Extracted data entries:
* * *

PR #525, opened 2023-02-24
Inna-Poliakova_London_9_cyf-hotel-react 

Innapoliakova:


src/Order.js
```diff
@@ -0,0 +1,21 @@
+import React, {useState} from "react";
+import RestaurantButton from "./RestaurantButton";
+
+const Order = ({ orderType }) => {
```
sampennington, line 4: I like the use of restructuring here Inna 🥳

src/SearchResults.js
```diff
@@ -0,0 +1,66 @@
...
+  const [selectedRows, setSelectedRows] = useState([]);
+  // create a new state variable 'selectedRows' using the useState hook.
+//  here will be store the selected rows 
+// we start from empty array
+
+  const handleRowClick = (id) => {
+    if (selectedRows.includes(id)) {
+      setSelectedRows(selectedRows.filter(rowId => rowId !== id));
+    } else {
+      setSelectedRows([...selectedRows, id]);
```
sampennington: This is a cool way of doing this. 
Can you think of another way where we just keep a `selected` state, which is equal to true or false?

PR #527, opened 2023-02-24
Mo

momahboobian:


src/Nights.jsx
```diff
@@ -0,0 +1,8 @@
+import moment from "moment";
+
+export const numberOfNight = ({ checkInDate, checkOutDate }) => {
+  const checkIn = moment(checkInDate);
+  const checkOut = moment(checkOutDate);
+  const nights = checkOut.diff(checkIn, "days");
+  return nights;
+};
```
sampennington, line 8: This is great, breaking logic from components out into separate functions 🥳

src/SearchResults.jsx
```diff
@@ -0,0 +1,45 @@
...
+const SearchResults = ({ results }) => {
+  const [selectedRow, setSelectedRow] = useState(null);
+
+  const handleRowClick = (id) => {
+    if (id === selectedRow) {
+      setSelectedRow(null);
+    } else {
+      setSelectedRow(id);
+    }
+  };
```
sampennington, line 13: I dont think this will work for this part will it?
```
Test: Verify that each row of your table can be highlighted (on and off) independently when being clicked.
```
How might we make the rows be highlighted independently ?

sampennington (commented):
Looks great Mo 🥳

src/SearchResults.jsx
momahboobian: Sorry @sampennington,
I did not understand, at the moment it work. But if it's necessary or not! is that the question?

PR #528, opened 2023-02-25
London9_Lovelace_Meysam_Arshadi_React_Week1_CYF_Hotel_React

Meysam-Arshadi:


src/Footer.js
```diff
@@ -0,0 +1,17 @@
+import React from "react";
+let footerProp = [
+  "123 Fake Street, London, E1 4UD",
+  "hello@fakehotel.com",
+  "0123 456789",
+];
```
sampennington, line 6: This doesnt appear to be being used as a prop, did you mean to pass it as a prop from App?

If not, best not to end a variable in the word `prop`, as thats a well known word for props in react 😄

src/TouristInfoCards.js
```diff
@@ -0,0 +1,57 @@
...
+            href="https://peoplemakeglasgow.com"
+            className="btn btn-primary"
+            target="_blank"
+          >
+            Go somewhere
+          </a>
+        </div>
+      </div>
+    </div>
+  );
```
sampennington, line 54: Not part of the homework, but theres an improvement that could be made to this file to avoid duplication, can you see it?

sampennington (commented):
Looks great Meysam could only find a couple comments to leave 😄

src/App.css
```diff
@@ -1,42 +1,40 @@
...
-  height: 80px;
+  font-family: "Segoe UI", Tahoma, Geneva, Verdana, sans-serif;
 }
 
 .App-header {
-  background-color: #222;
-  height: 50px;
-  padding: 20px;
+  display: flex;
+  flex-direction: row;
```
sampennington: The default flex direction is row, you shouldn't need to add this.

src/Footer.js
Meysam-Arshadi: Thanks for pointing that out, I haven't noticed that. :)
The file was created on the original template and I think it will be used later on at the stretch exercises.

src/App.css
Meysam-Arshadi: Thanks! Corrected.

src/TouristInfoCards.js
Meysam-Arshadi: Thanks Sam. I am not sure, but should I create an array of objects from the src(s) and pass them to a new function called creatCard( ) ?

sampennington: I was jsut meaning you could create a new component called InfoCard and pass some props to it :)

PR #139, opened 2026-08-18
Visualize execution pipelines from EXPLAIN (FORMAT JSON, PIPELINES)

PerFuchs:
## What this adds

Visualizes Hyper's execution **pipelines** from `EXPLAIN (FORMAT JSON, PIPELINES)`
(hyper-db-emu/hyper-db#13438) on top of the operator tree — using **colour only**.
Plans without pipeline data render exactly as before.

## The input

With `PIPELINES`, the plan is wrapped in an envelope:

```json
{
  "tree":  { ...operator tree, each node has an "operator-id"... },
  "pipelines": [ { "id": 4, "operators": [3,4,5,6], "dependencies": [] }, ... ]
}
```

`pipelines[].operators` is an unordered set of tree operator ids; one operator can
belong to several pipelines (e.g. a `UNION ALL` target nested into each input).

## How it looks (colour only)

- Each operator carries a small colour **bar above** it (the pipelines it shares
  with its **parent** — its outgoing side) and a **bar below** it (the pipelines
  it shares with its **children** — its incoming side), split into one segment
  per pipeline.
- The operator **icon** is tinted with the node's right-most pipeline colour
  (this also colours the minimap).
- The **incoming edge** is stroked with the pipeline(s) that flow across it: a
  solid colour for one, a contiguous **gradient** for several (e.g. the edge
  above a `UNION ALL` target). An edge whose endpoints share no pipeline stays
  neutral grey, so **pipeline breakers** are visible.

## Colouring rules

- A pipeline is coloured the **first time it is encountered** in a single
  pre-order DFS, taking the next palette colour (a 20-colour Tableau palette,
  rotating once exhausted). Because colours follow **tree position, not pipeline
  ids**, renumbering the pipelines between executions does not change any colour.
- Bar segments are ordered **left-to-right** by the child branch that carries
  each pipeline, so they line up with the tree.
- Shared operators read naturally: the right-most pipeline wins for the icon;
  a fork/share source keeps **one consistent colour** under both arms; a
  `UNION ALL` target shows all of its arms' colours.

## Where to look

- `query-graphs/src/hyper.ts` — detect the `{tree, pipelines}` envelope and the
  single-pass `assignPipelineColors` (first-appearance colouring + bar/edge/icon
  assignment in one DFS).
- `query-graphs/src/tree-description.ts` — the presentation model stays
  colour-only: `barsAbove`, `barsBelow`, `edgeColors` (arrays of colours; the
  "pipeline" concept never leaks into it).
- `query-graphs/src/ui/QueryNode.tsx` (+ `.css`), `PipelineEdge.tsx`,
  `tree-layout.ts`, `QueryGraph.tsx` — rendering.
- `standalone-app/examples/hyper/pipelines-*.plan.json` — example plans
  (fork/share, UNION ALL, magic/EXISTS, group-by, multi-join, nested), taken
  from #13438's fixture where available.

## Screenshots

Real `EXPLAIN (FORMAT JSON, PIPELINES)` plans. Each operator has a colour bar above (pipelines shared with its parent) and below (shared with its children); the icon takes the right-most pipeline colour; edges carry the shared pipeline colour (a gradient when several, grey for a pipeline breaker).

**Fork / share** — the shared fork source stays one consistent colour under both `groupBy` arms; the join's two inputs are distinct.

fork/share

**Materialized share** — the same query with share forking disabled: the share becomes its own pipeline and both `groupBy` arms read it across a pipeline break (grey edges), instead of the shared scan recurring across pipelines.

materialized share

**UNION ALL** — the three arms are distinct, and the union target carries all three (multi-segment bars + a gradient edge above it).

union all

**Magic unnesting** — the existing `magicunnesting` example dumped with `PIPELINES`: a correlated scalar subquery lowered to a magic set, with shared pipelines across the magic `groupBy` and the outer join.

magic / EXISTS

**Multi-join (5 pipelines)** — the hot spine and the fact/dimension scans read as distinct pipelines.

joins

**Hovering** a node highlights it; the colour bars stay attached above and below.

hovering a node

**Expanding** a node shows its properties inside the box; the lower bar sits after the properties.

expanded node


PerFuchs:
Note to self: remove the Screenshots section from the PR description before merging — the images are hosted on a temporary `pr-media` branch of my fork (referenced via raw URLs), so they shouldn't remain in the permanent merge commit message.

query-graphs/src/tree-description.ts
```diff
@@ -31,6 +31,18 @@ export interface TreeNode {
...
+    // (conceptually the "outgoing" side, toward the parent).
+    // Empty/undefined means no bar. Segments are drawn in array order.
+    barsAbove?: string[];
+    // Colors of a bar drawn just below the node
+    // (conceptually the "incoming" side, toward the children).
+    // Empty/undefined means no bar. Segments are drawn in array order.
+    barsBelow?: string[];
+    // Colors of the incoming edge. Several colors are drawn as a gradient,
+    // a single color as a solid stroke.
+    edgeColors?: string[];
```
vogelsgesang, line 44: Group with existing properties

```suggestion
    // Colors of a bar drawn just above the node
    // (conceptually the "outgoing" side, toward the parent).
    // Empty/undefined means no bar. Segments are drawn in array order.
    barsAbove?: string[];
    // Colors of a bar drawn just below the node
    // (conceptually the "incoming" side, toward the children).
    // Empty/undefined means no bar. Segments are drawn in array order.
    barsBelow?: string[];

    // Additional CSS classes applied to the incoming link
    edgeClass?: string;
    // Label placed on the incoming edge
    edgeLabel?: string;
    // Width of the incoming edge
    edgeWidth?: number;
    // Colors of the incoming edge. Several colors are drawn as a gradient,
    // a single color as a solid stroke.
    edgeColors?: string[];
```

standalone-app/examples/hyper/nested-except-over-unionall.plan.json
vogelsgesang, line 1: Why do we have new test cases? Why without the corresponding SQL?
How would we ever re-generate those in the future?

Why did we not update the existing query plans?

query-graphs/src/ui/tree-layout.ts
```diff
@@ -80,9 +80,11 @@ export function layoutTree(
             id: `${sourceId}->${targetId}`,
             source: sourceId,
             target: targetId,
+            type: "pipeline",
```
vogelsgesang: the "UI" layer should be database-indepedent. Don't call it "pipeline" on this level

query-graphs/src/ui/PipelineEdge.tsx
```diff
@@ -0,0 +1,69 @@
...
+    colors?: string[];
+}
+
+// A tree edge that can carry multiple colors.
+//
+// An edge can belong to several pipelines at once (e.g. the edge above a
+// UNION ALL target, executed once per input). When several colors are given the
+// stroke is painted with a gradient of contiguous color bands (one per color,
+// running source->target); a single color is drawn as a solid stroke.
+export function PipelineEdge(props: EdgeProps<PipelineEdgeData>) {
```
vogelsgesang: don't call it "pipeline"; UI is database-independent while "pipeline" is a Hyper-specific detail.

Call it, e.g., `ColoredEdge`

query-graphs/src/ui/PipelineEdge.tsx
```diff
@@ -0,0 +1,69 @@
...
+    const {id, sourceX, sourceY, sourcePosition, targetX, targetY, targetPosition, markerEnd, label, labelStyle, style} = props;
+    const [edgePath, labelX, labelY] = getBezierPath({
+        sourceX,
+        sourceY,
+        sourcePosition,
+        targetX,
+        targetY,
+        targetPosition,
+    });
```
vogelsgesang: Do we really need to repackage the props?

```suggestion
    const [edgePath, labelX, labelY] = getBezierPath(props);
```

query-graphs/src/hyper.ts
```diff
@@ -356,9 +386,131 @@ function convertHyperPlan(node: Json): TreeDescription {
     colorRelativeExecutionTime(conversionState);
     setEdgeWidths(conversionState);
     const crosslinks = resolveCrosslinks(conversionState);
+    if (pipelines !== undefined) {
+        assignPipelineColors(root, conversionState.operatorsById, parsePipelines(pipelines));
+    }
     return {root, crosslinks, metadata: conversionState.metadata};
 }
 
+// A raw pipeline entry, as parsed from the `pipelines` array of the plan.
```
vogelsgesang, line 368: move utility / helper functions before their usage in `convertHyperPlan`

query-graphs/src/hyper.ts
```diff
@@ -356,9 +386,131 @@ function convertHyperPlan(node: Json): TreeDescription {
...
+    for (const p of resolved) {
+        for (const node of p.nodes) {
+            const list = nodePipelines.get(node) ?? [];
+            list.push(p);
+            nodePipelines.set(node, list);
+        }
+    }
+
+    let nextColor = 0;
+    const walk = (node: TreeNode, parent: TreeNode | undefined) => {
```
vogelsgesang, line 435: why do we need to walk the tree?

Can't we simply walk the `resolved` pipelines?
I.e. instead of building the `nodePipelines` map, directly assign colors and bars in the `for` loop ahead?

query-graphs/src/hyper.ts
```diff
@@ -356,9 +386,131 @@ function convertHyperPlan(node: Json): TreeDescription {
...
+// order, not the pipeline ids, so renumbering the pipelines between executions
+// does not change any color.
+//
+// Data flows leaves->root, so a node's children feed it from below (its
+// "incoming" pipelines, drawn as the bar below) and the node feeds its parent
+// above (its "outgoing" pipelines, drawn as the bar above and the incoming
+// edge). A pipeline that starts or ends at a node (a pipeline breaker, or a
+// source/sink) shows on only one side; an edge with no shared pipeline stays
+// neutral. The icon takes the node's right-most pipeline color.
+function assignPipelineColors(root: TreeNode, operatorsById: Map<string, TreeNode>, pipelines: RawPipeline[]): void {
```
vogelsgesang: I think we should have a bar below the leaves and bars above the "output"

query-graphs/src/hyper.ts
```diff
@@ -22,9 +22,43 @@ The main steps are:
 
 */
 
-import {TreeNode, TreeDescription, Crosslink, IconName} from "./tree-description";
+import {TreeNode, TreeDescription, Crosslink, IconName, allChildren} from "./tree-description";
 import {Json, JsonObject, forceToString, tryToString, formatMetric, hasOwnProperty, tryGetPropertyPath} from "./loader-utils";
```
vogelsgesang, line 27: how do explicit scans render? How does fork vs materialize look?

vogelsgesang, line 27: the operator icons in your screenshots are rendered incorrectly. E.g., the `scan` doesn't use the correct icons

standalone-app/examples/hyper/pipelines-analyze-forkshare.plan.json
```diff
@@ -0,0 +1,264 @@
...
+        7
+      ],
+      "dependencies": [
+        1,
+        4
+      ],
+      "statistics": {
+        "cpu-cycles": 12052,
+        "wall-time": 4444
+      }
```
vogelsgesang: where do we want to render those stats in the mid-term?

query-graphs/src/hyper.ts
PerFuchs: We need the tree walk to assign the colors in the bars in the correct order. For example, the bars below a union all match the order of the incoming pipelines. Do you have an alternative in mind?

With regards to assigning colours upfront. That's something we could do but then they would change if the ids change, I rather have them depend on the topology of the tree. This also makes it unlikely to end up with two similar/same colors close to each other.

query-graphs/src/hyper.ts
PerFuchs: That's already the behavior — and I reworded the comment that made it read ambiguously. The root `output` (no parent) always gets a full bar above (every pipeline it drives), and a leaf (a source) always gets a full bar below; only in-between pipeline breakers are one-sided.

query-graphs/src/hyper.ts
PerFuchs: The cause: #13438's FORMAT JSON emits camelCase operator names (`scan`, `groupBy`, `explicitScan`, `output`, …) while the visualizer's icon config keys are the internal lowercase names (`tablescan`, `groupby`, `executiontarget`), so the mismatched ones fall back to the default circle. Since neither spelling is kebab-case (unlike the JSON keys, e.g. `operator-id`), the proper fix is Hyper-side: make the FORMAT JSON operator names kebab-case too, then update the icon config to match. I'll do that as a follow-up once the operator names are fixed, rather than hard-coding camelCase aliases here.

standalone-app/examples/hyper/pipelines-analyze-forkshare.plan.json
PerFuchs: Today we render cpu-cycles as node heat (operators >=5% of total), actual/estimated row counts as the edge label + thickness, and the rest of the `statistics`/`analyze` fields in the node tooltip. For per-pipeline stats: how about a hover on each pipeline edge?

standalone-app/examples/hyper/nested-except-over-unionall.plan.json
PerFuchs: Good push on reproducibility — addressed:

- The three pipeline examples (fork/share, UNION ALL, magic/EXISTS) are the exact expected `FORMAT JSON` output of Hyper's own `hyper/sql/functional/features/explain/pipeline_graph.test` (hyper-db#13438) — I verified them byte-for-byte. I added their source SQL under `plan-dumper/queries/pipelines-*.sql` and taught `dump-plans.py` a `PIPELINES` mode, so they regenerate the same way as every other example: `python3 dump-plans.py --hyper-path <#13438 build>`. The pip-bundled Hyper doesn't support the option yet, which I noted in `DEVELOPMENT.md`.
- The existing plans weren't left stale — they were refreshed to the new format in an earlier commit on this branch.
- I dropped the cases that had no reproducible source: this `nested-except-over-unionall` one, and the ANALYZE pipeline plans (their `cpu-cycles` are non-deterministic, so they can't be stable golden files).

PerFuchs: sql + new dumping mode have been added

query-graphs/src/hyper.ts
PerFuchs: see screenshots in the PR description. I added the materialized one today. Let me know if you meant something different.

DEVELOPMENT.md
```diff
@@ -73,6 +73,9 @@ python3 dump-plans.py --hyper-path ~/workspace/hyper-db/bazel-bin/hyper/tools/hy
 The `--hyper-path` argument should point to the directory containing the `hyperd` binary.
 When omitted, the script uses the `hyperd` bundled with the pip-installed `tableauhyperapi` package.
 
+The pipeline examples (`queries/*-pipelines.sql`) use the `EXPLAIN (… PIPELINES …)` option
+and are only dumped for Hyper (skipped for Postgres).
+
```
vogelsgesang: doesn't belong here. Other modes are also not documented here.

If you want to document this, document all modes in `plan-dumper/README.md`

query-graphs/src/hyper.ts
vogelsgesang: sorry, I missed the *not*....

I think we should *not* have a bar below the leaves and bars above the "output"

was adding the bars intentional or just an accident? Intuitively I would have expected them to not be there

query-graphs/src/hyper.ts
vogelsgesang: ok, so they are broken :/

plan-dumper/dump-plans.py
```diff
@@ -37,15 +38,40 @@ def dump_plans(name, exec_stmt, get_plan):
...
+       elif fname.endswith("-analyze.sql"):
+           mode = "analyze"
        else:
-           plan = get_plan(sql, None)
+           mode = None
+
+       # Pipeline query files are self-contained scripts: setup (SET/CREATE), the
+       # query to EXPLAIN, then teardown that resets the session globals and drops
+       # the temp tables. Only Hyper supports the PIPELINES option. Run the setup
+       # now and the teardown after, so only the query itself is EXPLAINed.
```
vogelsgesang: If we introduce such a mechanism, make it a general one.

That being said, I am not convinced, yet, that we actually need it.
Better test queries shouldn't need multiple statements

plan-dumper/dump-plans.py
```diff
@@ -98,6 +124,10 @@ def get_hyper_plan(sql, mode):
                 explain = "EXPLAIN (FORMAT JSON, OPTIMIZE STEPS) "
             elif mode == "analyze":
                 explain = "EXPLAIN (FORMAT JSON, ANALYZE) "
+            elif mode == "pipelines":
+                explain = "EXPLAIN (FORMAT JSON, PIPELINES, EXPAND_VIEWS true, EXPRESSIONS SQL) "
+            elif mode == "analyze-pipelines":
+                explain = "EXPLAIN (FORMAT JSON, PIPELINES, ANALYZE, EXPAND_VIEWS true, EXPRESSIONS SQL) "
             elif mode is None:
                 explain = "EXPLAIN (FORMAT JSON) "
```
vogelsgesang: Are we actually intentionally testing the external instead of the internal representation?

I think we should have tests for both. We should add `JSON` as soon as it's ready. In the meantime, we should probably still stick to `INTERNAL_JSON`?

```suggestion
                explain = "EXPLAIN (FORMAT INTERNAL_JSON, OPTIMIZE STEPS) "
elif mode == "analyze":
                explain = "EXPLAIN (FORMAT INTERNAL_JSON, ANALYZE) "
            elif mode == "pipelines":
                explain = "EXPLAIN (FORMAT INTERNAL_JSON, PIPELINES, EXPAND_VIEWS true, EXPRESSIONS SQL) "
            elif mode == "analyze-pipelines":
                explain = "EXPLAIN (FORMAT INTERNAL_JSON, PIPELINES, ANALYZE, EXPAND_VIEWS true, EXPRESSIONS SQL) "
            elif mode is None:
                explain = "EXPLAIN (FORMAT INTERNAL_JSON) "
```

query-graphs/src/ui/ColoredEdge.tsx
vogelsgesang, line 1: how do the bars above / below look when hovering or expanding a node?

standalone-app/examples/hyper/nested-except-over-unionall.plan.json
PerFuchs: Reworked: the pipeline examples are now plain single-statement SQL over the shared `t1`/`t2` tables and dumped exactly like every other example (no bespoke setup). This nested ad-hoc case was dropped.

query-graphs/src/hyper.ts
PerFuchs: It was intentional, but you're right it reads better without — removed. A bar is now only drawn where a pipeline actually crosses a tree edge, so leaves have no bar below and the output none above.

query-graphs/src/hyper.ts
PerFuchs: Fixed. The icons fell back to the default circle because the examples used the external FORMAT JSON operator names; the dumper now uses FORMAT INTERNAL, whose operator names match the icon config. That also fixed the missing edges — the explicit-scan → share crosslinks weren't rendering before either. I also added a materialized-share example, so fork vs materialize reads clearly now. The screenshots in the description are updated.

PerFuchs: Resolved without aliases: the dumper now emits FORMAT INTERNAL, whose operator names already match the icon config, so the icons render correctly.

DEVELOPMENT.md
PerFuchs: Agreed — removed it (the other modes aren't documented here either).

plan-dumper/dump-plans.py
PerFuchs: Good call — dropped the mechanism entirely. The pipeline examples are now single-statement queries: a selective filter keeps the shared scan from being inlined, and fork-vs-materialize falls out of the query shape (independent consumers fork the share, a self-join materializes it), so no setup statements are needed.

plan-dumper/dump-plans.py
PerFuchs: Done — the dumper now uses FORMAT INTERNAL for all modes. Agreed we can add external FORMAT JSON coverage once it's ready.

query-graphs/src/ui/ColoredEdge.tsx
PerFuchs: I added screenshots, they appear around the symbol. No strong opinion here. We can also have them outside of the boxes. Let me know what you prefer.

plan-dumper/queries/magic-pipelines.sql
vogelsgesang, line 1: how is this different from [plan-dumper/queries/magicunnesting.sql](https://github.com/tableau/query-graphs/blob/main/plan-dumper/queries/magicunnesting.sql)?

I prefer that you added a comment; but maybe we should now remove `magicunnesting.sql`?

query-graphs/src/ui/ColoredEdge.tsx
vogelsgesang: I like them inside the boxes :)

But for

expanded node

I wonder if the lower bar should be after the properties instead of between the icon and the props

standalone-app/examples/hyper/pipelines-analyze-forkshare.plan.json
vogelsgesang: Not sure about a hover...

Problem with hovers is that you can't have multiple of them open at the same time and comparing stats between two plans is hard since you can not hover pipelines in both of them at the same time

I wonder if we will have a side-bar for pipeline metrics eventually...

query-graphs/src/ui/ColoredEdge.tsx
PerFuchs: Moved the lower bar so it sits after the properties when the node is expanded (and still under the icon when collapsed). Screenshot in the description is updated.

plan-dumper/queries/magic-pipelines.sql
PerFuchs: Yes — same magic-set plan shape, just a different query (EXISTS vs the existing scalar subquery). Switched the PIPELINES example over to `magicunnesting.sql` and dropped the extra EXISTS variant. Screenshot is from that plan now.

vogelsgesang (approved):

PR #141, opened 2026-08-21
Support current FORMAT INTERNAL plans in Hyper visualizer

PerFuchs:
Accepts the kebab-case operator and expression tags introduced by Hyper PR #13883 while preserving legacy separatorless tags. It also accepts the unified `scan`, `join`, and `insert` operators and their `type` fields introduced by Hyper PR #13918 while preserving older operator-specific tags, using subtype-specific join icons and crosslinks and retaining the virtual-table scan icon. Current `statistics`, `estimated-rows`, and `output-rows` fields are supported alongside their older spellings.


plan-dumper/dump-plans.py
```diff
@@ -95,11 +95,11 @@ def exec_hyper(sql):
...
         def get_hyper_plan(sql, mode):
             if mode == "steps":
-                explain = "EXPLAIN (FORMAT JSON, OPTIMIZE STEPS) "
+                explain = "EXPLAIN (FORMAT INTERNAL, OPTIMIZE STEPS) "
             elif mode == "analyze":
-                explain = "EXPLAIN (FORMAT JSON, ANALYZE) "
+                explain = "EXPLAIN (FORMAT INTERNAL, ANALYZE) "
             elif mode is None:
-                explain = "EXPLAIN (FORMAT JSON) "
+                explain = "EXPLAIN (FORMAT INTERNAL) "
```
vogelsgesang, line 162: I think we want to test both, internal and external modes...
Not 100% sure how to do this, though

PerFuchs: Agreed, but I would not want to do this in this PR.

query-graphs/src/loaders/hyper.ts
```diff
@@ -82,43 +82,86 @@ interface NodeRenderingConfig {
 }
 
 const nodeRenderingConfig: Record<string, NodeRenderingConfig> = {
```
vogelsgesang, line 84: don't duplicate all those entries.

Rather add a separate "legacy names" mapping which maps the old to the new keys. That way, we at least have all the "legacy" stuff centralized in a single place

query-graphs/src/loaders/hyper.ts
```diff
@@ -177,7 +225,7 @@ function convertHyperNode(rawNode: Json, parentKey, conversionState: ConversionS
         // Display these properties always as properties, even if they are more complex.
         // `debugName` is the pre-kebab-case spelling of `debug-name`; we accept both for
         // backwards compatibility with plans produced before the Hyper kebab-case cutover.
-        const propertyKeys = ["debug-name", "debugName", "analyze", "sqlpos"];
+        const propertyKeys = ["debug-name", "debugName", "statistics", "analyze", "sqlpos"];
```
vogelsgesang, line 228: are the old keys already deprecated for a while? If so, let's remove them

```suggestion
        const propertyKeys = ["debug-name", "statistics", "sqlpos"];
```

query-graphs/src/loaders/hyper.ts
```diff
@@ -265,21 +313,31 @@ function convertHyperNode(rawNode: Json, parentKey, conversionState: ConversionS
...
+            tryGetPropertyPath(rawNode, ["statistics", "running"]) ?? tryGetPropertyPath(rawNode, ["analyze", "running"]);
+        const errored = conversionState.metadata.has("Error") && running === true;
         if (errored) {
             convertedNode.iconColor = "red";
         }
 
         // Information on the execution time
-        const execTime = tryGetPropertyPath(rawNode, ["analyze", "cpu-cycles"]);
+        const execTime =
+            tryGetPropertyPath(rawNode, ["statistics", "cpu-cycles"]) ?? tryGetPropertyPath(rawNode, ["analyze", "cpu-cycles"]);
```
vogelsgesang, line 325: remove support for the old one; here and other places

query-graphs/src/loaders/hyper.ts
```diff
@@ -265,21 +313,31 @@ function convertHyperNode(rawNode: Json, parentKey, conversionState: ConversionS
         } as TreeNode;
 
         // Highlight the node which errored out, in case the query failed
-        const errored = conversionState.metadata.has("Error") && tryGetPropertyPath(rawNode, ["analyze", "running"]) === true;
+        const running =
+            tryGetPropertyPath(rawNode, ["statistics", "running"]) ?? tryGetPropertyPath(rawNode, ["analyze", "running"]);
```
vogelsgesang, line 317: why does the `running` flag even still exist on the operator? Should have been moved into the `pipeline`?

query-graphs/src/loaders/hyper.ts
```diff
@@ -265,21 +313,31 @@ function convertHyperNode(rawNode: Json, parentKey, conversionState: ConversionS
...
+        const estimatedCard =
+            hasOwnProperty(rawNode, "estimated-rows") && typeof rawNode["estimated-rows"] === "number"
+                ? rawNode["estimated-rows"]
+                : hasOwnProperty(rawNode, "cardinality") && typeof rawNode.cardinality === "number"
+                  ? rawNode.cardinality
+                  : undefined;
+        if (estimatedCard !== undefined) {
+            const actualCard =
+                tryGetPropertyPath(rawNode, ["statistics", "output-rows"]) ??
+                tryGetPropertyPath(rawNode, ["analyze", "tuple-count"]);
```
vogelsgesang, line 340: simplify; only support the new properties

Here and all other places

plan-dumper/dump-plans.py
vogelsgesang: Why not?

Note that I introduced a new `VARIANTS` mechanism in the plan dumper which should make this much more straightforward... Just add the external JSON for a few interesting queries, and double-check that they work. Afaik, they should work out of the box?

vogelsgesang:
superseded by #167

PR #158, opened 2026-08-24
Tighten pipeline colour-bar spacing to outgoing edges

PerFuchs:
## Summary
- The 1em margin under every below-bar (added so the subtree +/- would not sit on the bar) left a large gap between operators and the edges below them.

* * *

-- Work to complete --
State the number of lines above that hold the string "export", with nothing added.

-- Exercise solution --
4